The ‘87 lineup included Rony Seikaly, a 12-year NBA veteran with a Most Improved Player Award to his credit; Sherman Douglas, one of the best college point guards of the ‘80s; and Derrick Coleman, who I consider a potential top 100 all-time college basketball player.
And for the Orange to boast these kinds of rosters for more than three decades — from Pearl Washington in the early/mid-1980s to Jonny Flynn at the end of the 2000s — established Syracuse as a program worthy of mention in the same conversations as Duke, North Carolina and Kansas for folks of certain ages.
It also makes the lack of fanfare around Boeheim’s exit unfortunate.
Winning a national championship is exceedingly difficult; the inches between Warrick missing his block attempt or Smart’s jumper falling underscore that. Further, while Roy Williams retired two years ago to a chorus of retrospectives about his success, it’s an interesting coincidence that Boeheim’s title was, at one time, the chief argument fueling the discourse that Roy Can’t Win The Big One.
Also of noteworthy coincidence: Williams hitting Bonnie Bernstein with the line, “I could give a shit about North Carolina!” followed a loss to Jim Boeheim, a coach whose retirement has seemingly been more about his tendency to unload on media than about the assorted milestones.

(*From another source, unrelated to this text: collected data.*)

PR #3487, opened 2024-02-16
[release-v2.9] Restrict when to show the validation suggestion 

nicholasSUSE:
This was just a `cherry-pick` from Pull Request: https://github.com/rancher/charts/pull/3441

- Realized an extra step was needed since we can't use the `paths` filter on `pull_request_review` events. 
- Added extra logic using JavaScript to check the modified files and halt job execution.

### DIFF
--- a/.github/workflows/validation-check.yaml
+++ b/.github/workflows/validation-check.yaml
@@ -10,7 +10,26 @@ jobs:
     if: startsWith(github.event.pull_request.base.ref, 'dev-v') || startsWith(github.event.pull_request.base.ref, 'release-v')
     runs-on: ubuntu-latest
     steps:
+      - name: Check for modifications in specified folders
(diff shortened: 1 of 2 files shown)


nicholasSUSE:
canceling release-v2.9 because of the build lacking maintenance.

recena (approved):

lucasmlp (changes requested):
We should add the same filters in the Validation Check workflow. Otherwise it'll block PRs because the CI would be checking for a comment that doesn't exist, like this:
https://github.com/rancher/charts/pull/3492#issuecomment-1956777009

lucasmlp (commented):
Testing filter with modification outside specified folders

lucasmlp (approved):
Great work @nicholasSUSE 
Thank you 🚀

To be sure, Boeheim’s reputation for blowing up on reporters isn’t unfounded. Other than Williams at the ‘03 Final Four, Boeheim may have the most famous postgame expletive ever uttered with, “Without Gerry McNama, we wouldn’t have won 10 fucking games!”

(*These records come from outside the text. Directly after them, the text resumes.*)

PR #3491, opened 2024-02-20
[dev-v2.8] Add Elemental chart v1.4.2

fgiudici:
## Issue: 

Bump Elemental version in Rancher Marketplace: https://github.com/rancher/elemental/issues/1221

Related PR to load the updated images:  https://github.com/rancher/image-mirror/pull/579


charts/elemental/103.1.0+up1.4.2/values.yaml
```diff
@@ -0,0 +1,42 @@
...
+  tag: "1.4.2"
+  imagePullPolicy: IfNotPresent
+
+seedImage:
+  repository: "rancher/mirrored-elemental-seedimage-builder"
+  tag: "1.4.2"
+  imagePullPolicy: IfNotPresent
+
+channel:
+  repository: "registry.suse.com/rancher/elemental-channel"
```
fgiudici: The channel repository is a bit tricky: I know that in order to support Rancher airgap we need to allow the images to be prepended with the systemDefaultRegistry.
Anyway, this would not work for the Elemental channel image, which contains just a list of URL where OS images could be downloaded (the OS images have full URLs).
So, mirroring this image, would not work in airgap as the links in the image content will still refer to outside repositories.

The idea is that the channel image should carry the links of the OS available, and the image should be distributed by the OS provider. The user can freely change the image with something else here.
For Elemental airgap we have instructions to help generate a custom channel image to be passed during installation.
So, long story short: we need a static link here for the repo, and that should belong to the registry from which the OS images will be pulled.
This also explains why this one of the very few values we added in the questions.yaml file.

charts/elemental/103.1.0+up1.4.2/values.yaml
```diff
@@ -0,0 +1,43 @@
...
+  tag: "1.4.2"
+  imagePullPolicy: IfNotPresent
+
+seedImage:
+  repository: "rancher/mirrored-elemental-seedimage-builder"
+  tag: "1.4.2"
+  imagePullPolicy: IfNotPresent
+
+channel:
+  image: "registry.suse.com/rancher/elemental-channel"
```
fgiudici, line 13: note: changed the variable from "repository" to "image" to avoid Rancher scripts to save the image for the airgap

davidcassany (approved):
Looks good :+1:

PR #3492, opened 2024-02-20
Define a CODEOWNER file for rancher/charts repository

recena:
This change represents much better what we are doing at @rancher/mapps.

1. `/assets`
2. `/charts`
3. `index.yaml`

About paths are excluded because the content there is auto-generated.


diogoasouza:
A couple of few things:

- Who's the owner of `tests/common`?
- I feel like `assets` and `charts` should have the same codeowner as their respective `packages/*` folder. Even though it's auto generated, someone could run a wrong script and change something there that is not owned by them. I don't see a scenario where a change is made to `packages/foo` and changes are generated in any folder other than `assets/foo` and `charts/foo`

recena:
@diogoasouza 

> Who's the owner of tests/common?

We must discuss it.

> I feel like assets and charts should have the same codeowner as their respective packages/* folder. Even though it's auto generated, someone could run a wrong script and change something there that is not owned by them. I don't see a scenario where a change is made to packages/foo and changes are generated in any folder other than assets/foo and charts/foo

It is a good idea, but soon, those folders will only be able to be modified by a service account (_aka_ bot).

.github/CODEOWNERS
```diff
@@ -1,5 +1,13 @@
...
-* @rancher/mapps
+docs @rancher/mapps
+scripts @rancher/mapps
+CNAME @rancher/mapps
+Makefile @rancher/mapps
+README.md @rancher/mapps
+_config.yml @rancher/mapps
+configuration.yaml @rancher/mapps
+regsync.yaml @rancher/mapps
+index.html
```
lucasmlp: This also should be reviewed by the Mapps team

lucasmlp (changes requested):

.github/CODEOWNERS
recena: @lucasmlp Got catch!

lucasmlp (approved):
LGTM 🚀

lucasmlp:
@recena The check *Validation_ Check / Check for positive reaction on bot's latest validation comment (pull_request_review)* is failing because we need to apply the same changes we did in [this PR](https://github.com/rancher/charts/pull/3441) on the Validation Check workflow.

diogoasouza (approved):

Not unwarranted, but also a shame to lose sight of all the basketball history tied directly to Jim Boeheim’s career.
Boeheim was the last coach still active from the inaugural class of the Big East, making him a contemporary of John Thompson, Rollie Massimino4 and Lou Carnesecca as much as he was a contemporary of Jim Calhoun, Rick Pitino and P. J. Carlesimo in later years, or Jay Wright and Mike Brey even further down the road.
Syracuse may have hit hard times, due perhaps to poor fit in a conference that it’s never felt like it belonged in from this outsider’s perspective or maybe as a result of outdated strategic philosophies. But Syracuse under Jim Boeheim was essential to the Golden Ages of college basketball in countless ways that transcend the Orange’s record over the last decade.
This post was written and ready to send just as audio of Bob Huggins using a homophobic slur — TWICE! — during a radio appearance went viral. Pending West Virginia’s decision on how to address Huggins’ language, Boeheim’s remains both the most recent and most strange departure of the last few years.
Coming this June!
There are plenty of outstanding one-and-done players, both predating and since the NBA rule was implemented. Carmelo and Davis separate themselves from others like Kevin Love, Kevin Durant, Zion Williamson or Michael Beasley by leading teams to national championships.
Villanova didn’t join the Big East until Year 2.